• WHAT NEEDS TO BE DONE:
In the records below, find every line with the word "good" and copy it.

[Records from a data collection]
------------
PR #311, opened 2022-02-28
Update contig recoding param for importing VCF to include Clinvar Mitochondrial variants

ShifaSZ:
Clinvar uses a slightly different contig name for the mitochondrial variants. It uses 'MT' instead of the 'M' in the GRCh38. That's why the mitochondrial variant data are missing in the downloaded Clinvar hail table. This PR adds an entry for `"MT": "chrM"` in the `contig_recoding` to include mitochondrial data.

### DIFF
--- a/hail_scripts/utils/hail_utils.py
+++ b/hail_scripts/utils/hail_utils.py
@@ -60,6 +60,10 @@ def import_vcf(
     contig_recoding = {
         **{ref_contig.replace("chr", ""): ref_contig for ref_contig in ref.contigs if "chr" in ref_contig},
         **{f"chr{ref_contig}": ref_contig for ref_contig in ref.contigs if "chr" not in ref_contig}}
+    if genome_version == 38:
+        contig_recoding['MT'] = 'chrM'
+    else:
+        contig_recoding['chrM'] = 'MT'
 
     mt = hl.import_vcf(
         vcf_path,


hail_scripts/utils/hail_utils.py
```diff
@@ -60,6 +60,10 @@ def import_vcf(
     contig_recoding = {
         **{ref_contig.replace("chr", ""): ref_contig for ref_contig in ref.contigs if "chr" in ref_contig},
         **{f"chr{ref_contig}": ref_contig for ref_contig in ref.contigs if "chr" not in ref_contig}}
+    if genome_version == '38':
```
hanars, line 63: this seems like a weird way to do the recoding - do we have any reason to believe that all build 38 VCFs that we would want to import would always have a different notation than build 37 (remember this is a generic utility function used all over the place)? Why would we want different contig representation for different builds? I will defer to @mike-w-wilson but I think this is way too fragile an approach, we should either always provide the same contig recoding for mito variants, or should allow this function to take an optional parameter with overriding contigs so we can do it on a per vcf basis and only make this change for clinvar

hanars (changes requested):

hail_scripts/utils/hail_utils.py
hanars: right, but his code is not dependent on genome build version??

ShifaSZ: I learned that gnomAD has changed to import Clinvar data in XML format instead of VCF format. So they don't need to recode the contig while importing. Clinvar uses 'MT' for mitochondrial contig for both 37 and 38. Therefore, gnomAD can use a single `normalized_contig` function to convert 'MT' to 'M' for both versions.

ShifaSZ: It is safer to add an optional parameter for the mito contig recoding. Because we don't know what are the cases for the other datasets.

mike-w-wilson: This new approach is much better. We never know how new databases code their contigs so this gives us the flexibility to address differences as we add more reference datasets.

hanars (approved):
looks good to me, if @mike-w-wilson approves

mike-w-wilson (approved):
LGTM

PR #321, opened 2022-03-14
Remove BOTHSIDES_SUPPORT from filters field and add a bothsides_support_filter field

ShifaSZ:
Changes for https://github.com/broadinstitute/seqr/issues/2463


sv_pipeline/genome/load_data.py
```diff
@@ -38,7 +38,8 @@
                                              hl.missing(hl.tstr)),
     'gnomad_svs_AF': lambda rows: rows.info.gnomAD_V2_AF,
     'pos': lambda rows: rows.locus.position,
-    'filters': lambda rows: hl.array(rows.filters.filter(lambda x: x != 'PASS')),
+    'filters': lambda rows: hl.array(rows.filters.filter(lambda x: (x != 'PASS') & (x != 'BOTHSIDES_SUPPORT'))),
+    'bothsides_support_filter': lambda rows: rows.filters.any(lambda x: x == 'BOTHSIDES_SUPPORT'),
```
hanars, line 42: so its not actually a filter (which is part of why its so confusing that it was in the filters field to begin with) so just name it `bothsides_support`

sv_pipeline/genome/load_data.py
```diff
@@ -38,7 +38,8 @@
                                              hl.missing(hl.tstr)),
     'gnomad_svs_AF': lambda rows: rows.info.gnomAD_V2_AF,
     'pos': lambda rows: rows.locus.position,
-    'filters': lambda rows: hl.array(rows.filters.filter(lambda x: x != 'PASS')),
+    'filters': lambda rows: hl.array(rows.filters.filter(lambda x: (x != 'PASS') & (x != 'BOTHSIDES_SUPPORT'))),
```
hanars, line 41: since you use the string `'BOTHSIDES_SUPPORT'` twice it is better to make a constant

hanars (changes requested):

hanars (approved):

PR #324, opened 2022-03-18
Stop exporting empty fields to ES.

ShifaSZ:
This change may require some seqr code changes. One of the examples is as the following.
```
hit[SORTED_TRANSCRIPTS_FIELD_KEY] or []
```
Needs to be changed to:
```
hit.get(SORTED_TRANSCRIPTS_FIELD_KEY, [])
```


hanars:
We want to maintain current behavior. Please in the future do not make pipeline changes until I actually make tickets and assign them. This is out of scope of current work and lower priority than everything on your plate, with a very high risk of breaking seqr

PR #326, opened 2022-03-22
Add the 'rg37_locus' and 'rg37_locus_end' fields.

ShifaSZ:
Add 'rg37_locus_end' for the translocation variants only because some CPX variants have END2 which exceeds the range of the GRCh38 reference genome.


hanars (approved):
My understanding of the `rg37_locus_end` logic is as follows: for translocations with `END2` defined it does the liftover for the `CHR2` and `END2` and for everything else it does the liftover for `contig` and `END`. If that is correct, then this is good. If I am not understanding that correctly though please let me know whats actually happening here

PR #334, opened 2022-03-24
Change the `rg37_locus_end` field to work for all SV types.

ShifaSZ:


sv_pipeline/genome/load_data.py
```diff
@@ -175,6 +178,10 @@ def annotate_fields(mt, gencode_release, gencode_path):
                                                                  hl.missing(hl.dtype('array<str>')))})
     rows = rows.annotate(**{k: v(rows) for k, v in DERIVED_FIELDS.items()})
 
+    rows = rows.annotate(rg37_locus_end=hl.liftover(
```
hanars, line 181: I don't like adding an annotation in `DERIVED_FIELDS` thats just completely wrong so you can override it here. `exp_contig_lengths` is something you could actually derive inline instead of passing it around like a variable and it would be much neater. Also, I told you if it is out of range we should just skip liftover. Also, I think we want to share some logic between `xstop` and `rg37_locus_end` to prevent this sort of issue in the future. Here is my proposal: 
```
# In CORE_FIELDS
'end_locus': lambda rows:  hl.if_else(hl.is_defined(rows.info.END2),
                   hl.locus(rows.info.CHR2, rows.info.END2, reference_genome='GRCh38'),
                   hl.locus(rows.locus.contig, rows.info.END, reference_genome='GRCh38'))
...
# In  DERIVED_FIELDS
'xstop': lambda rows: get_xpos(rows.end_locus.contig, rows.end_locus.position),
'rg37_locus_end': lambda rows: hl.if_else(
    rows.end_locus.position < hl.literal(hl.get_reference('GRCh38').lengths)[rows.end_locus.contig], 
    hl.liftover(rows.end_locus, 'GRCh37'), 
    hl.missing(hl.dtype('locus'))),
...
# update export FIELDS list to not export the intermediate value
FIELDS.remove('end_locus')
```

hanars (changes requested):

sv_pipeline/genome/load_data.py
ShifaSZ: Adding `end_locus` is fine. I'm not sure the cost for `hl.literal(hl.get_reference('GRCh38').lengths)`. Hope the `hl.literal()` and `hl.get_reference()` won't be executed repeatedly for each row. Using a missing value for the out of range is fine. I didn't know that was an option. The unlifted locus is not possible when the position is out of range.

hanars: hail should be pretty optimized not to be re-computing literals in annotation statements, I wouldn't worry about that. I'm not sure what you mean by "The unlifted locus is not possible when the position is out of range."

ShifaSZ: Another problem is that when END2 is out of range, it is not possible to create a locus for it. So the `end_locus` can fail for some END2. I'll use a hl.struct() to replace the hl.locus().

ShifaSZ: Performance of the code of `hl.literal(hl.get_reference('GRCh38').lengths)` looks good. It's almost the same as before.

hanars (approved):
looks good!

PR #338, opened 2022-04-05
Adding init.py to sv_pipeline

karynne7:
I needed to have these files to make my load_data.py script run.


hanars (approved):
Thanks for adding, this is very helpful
------------
• TASK RESULT:
looks good to me, if @mike-w-wilson approves
My understanding of the `rg37_locus_end` logic is as follows: for translocations with `END2` defined it does the liftover for the `CHR2` and `END2` and for everything else it does the liftover for `contig` and `END`. If that is correct, then this is good. If I am not understanding that correctly though please let me know whats actually happening here
ShifaSZ: Performance of the code of `hl.literal(hl.get_reference('GRCh38').lengths)` looks good. It's almost the same as before.
looks good!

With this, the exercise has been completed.